Для начала нужно определиться будете ли Вы использовать в своем приложении сессии при аутентификации/авторизации. Если Вы разрабатываете бэкэнд мобильного приложения — то, скорее всего, нет. Если это веб-приложение — то, скорее всего, да. Для использовани сессий нужно активировать cookie-parser, session middleware, а также инициализировать сессию:
const app = express();
const sessionMiddleware = session({
store: new RedisStore({client: redisClient}),
secret,
resave: true,
rolling: true,
saveUninitialized: false,
cookie: {
maxAge: 10 * 60 * 1000,
httpOnly: false,
},
});
app.use(cookieParser());
app.use(sessionMiddleware);
app.use(passport.initialize());
app.use(passport.session());
Тут нужно дать несколько важных пояснений. Если Вы не хотите, чтобы redis через пару лет работы съел всю оперативную память, нужно позаботиться о своевременном удалении даных сессии. За это отвечает параметр maxAge, который в равной степени устанавивает это значение и для cookie, и для значения сохраняемого в redis. Установка значений resave: true, rolling: true, продлевает срок действия заданным занчением maxAge при каждом новом запросе (если это нужно). В противном случае сессия клиента будет периодически прерываться. И, наконец, параметр saveUninitialized: false не будет помещать в redis пустые сессии. Это позволяет разместить инициализацию сессий и passport.js на уровне приложения, не засоряя redis лишними данными. На уровне роутов инициализацию имеет смысл размещать только в том сучае, если метод passport.initialize () необходимо вызывать с разными параметрами.

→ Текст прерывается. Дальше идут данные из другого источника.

PR #30882, opened 2024-10-16
py3-pymongo - multi-version , py3-hatch-requirements-txt - add supported

smoser:
I failed to add the 'supported' package to py3-hatch-requirements-txt so it wasn't really able  to be used from py3-mongo build.


roaksoax (approved):
lgtm!

PR #30904, opened 2024-10-16
feat: Create initial kubernetes-replicator package

philroche:
This includes remediating all CVEs found after initial build.

Smoke test added to ensure build was successful.

### DIFF
--- a/kubernetes-replicator.yaml
+++ b/kubernetes-replicator.yaml
@@ -17,7 +17,6 @@ pipeline:
     with:
       packages: .
       ldflags: |
-        -s -w
         -X main.version=${{package.version}}
       output: kubernetes-replicator
 
--- a/kubernetes-replicator.yaml
+++ b/kubernetes-replicator.yaml
@@ -16,8 +16,6 @@ pipeline:
   - uses: go/build
     with:
       packages: .
-      ldflags: |
-        -X main.version=${{package.version}}
       output: kubernetes-replicator
 
 update:
--- a/kubernetes-replicator.yaml
+++ b/kubernetes-replicator.yaml
@@ -1,0 +1,38 @@
+package:
+  name: kubernetes-replicator
+  version: 2.10.2
+  epoch: 0
+  description: Kubernetes controller for synchronizing secrets & config maps across namespaces
+  copyright:
+    - license: Apache-2.0
+
+pipeline:
+  - uses: git-checkout
+    with:
+      repository: https://github.com/mittwald/kubernetes-replicator
+      tag: v${{package.version}}
+      expected-commit: 8f4de965a57b974b446fae30048269894fd4ff3d
+
+  - uses: go/build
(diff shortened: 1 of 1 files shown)


kubernetes-replicator.yaml
```diff
@@ -0,0 +1,38 @@
...
+    with:
+      repository: https://github.com/mittwald/kubernetes-replicator
+      tag: v${{package.version}}
+      expected-commit: 8f4de965a57b974b446fae30048269894fd4ff3d
+
+  - uses: go/build
+    with:
+      packages: .
+      ldflags: |
+        -s -w
```
kranurag7, line 20:
```suggestion

```
`-s` is something we avoid and `-w` comes out of the box from `go/build` pipeline. ref: https://github.com/chainguard-dev/melange/blob/0900229dc8a4b90e8ad950ffb44e0acee502b996/pkg/build/pipelines/go/build.yaml#L58-L62

kubernetes-replicator.yaml
```diff
@@ -0,0 +1,38 @@
...
+        -X main.version=${{package.version}}
+      output: kubernetes-replicator
+
+  - uses: strip
```
kranurag7, line 24:
```suggestion

```
this can be removed as well given we already have `-w` via go/build pipeline.

kubernetes-replicator.yaml
kranurag7: looks like upstream don't set any version related ldflags in their goreleaser config and I was not able to find the other variable as well so we can omit the other ldflag as well.  

https://github.com/mittwald/kubernetes-replicator/blob/master/.goreleaser.yml

philroche: Thank you. Now resolved.

kubernetes-replicator.yaml
philroche: Thank you. Now resolved.

kubernetes-replicator.yaml
```diff
@@ -0,0 +1,35 @@
...
+    with:
+      repository: https://github.com/mittwald/kubernetes-replicator
+      tag: v${{package.version}}
+      expected-commit: 8f4de965a57b974b446fae30048269894fd4ff3d
+
+  - uses: go/build
+    with:
+      packages: .
+      ldflags: |
+        -X main.version=${{package.version}}
```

Если сессия не будет использоваться то иницализация значительно сократится:
app.use(passport.initialize());
Далее нужно создать объект стратегии (так в терминологии passport.js называют способ аутентификации). Каждая стратегия имеет свои особенности конфигрурирования. Неизменным сотается только то, что в конструктор стратегии передается callback-функция, которая формирует объект user, доступный как request.user для следующих в очереди middleware:
const jwtStrategy = new JwtStrategy(params, (payload, done) =>
UserModel.findOne({where: {id: payload.userId}})
.then((user = null) => {
done(null, user);
})
.catch((error) => {
done(error, null);
})
);
Надо хорошо представлять себе, что если не используется сессия, это метод будет вызываться при каждом обращении к защищенному ресурсу, и запрос к базе данных (как в примере) существенно скажется на производительности приложения.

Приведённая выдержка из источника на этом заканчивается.